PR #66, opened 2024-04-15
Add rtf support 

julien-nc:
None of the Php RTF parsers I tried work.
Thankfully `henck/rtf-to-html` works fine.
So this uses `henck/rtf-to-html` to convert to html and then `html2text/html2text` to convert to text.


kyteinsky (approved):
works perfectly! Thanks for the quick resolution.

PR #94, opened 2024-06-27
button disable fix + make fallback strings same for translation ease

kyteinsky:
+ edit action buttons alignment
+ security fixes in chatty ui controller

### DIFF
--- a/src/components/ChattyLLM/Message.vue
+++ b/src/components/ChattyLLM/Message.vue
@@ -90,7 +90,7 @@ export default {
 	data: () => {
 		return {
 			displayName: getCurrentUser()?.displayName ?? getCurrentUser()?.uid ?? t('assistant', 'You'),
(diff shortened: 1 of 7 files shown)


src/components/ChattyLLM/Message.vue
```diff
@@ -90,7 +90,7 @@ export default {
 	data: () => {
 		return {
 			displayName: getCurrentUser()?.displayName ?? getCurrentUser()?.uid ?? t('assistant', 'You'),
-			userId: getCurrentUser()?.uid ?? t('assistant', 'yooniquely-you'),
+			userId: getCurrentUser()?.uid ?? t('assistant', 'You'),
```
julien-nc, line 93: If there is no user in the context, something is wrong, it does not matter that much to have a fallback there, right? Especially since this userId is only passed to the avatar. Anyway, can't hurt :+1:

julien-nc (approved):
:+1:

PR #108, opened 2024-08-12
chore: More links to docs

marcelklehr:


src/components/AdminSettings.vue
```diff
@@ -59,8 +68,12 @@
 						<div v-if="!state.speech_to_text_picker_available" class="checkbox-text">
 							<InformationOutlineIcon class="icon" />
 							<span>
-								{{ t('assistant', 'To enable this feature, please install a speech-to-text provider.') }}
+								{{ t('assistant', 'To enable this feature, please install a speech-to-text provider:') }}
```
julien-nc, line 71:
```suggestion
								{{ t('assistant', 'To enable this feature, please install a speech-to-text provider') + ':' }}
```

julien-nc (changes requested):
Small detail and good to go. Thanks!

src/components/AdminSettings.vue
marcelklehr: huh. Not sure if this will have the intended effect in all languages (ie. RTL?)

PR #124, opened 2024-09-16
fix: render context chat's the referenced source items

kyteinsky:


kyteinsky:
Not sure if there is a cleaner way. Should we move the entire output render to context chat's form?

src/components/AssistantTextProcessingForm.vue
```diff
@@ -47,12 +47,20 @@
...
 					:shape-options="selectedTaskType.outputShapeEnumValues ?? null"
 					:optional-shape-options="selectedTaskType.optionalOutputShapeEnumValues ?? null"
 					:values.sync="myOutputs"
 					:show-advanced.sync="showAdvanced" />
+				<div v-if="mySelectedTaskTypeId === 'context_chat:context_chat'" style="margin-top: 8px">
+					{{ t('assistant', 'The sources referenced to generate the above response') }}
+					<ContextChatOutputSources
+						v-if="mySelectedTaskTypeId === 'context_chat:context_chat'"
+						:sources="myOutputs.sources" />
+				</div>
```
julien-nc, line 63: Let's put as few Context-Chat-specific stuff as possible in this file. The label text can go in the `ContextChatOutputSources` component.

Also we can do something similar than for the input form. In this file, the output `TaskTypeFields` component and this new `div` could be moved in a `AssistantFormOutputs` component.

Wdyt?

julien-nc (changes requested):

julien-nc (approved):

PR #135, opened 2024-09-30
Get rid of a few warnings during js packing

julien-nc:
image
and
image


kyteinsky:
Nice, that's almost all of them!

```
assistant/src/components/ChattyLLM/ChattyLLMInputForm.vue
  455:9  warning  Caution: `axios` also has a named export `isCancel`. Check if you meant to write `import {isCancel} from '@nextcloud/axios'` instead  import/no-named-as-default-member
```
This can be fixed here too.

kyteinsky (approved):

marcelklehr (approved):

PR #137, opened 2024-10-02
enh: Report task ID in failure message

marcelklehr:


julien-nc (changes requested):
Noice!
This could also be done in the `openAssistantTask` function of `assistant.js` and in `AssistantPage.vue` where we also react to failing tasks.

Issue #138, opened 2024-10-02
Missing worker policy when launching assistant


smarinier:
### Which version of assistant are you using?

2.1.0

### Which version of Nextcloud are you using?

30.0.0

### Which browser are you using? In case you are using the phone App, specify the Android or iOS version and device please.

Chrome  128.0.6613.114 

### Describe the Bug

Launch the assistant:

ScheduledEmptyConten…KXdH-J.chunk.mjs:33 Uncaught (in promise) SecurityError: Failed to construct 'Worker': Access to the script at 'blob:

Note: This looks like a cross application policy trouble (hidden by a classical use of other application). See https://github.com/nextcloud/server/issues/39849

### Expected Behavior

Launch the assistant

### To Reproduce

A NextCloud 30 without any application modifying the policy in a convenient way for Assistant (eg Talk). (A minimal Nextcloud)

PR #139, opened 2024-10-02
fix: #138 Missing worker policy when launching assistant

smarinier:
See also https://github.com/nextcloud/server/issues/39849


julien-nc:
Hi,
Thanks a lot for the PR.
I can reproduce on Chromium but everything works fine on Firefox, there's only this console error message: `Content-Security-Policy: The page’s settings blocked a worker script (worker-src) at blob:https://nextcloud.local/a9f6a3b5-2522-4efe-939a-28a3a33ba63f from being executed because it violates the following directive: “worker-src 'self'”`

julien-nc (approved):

##############################

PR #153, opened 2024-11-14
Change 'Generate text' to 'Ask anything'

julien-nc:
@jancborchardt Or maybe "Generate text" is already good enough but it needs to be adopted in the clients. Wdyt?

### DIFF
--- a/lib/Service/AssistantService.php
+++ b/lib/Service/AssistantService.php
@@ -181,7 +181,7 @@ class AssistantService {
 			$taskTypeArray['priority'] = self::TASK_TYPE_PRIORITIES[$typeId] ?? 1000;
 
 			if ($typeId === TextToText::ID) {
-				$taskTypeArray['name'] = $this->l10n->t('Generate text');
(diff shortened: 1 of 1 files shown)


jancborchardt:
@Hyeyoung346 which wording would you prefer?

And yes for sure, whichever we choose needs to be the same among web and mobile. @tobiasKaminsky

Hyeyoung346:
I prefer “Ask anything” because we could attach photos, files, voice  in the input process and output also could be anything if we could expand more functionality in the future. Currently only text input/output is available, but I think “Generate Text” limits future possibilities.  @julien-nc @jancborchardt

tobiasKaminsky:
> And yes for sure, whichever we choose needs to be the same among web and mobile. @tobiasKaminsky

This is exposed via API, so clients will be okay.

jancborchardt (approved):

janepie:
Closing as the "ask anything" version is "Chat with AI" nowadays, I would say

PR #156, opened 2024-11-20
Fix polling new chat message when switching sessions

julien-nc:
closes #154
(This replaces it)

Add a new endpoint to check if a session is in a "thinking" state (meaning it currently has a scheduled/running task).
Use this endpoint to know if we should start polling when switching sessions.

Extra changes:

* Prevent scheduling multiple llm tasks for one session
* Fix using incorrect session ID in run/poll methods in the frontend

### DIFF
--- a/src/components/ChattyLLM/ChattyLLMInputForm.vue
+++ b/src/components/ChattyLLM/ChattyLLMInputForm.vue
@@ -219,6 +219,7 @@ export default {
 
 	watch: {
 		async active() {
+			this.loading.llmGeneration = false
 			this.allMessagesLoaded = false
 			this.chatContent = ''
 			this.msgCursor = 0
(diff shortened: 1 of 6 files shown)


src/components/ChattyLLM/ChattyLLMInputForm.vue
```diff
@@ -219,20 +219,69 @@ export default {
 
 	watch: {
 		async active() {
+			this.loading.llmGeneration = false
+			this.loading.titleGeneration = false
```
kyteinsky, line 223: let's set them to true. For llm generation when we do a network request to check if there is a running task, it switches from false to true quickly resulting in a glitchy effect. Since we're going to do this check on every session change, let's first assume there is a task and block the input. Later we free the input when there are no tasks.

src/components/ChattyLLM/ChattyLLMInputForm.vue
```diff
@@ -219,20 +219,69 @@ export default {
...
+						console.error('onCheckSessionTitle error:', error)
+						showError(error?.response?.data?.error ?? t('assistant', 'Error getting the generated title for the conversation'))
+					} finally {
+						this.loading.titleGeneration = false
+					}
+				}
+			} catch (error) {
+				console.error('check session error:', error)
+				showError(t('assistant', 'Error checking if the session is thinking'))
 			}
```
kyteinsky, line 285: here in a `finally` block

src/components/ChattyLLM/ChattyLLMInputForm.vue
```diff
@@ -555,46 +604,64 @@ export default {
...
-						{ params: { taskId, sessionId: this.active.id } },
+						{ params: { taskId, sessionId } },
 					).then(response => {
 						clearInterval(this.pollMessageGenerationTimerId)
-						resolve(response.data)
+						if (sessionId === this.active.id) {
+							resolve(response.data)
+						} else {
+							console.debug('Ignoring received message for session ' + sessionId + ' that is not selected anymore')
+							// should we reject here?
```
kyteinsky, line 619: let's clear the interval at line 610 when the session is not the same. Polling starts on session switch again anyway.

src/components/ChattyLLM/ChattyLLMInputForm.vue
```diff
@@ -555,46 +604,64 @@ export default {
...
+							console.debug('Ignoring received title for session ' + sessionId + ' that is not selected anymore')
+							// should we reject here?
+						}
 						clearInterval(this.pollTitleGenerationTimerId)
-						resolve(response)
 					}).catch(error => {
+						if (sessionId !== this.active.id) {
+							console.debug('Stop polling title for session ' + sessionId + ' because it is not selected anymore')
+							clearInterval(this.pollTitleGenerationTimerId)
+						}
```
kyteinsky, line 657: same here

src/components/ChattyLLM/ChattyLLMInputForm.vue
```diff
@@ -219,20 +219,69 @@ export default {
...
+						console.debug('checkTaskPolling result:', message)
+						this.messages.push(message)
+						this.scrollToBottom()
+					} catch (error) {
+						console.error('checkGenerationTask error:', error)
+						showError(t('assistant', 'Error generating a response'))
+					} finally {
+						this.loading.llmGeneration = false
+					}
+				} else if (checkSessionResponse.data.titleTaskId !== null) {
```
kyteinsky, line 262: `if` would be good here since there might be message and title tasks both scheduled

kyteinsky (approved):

##############################

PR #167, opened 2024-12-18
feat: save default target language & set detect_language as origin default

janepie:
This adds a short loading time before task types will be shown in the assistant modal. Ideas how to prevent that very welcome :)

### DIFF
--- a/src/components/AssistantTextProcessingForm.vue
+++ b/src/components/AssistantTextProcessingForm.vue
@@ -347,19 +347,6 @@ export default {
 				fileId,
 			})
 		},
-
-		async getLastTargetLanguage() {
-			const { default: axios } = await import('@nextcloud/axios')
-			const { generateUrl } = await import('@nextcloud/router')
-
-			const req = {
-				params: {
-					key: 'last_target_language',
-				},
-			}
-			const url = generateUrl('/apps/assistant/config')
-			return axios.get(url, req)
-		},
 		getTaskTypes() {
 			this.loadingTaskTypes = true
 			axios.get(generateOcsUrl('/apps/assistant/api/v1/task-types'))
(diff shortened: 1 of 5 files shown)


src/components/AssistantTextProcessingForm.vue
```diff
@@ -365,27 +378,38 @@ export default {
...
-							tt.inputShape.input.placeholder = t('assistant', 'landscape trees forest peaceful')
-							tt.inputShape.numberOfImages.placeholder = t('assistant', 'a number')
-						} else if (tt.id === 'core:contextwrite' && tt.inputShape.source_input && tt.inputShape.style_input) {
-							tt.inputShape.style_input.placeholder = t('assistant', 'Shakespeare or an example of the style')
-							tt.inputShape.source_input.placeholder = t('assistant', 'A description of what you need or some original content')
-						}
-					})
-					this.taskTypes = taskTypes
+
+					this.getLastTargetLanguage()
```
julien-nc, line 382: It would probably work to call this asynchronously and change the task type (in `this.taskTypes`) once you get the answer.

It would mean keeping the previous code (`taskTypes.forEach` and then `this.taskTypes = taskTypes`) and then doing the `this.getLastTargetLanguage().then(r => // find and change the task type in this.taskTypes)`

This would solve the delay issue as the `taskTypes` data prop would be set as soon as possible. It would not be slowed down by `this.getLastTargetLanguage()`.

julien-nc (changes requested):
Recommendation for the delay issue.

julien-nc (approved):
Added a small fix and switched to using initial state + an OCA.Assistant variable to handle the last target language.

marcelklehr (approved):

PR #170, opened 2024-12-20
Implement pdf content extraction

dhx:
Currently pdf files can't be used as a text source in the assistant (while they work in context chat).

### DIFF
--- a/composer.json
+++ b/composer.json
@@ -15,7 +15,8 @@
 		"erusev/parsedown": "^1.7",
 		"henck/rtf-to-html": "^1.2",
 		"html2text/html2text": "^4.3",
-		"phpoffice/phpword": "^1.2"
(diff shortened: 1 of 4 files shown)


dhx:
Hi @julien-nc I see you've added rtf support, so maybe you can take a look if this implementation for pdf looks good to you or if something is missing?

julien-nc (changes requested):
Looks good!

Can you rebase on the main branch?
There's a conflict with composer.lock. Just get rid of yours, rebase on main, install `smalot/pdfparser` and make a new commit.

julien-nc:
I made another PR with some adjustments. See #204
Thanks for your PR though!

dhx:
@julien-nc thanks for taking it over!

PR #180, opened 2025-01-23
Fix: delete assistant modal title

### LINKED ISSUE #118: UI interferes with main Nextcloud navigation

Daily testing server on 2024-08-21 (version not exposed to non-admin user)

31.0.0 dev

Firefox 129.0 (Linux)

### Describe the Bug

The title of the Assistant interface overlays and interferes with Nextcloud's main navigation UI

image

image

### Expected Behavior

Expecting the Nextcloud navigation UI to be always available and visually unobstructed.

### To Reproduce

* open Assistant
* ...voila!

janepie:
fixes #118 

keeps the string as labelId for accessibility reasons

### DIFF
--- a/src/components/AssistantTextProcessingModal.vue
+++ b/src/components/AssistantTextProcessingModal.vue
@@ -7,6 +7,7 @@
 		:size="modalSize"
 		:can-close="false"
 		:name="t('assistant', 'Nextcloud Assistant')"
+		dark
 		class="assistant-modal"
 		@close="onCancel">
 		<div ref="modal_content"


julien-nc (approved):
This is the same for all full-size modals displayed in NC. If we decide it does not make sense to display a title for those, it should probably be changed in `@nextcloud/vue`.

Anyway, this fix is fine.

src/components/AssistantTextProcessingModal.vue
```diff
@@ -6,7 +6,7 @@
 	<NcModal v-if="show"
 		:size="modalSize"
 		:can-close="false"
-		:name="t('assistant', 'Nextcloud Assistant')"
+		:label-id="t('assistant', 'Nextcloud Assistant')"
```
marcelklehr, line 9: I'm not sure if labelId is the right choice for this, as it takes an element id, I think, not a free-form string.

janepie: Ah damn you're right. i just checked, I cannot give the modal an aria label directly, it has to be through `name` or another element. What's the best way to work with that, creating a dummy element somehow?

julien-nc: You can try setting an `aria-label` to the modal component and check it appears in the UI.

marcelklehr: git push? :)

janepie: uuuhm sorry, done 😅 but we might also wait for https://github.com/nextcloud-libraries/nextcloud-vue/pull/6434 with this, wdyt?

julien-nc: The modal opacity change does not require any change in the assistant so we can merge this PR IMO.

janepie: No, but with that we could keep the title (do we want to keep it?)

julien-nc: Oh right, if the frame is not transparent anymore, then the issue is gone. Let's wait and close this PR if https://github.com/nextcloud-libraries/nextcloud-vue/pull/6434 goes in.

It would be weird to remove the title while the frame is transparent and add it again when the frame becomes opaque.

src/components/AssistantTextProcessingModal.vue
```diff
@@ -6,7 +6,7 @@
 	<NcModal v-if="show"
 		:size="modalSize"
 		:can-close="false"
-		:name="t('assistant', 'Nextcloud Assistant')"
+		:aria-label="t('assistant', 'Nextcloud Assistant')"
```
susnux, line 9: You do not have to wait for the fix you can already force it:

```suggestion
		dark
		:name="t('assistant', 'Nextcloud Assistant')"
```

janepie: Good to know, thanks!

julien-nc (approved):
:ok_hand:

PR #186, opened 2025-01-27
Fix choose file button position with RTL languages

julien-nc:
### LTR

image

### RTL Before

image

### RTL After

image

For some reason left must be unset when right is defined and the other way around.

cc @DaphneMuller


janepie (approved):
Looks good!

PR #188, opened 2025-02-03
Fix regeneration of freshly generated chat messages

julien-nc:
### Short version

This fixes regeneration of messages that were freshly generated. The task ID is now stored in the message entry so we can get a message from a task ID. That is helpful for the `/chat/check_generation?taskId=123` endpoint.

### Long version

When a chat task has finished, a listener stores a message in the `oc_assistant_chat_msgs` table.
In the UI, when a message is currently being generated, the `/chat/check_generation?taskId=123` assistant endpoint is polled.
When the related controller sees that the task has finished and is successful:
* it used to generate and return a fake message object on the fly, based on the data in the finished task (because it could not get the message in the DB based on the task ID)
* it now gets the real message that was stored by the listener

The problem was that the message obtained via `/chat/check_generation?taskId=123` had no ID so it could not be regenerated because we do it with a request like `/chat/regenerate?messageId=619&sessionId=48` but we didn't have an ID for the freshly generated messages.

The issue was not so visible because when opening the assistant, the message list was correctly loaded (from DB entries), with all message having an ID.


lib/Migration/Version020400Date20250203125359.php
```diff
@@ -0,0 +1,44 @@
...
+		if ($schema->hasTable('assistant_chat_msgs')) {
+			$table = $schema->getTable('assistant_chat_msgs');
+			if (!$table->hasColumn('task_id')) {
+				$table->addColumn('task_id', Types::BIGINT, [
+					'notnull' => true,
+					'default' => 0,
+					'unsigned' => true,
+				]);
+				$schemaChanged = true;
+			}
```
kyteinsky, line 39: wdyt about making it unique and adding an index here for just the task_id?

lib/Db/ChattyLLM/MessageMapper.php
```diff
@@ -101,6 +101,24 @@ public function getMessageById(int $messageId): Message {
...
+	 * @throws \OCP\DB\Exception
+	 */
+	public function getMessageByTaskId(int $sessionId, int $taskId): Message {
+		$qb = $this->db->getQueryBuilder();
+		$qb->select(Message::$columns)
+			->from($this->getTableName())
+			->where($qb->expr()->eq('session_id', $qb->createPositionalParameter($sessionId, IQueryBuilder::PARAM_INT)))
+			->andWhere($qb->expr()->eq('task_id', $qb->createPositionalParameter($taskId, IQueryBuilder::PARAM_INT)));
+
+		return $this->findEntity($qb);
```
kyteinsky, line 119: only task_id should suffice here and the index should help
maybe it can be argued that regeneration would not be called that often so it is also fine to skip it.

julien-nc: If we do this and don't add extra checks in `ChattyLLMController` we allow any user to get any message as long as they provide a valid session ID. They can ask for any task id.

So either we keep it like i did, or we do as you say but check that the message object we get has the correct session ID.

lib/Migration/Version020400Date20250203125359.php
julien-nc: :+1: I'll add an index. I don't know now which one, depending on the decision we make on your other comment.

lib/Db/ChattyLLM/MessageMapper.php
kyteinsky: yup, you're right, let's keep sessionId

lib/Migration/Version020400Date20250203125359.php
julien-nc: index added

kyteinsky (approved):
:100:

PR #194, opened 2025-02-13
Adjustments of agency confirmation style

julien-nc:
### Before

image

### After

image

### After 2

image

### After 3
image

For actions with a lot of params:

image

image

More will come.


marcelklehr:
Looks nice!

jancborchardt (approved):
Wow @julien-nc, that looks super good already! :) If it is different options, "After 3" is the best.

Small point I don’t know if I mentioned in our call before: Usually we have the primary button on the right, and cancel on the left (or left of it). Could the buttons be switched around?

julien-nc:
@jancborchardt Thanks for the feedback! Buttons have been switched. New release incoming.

##############################

Work order: Work out how many lines of the entries contain the word "whichever", and answer with that number alone.

Your solution: 2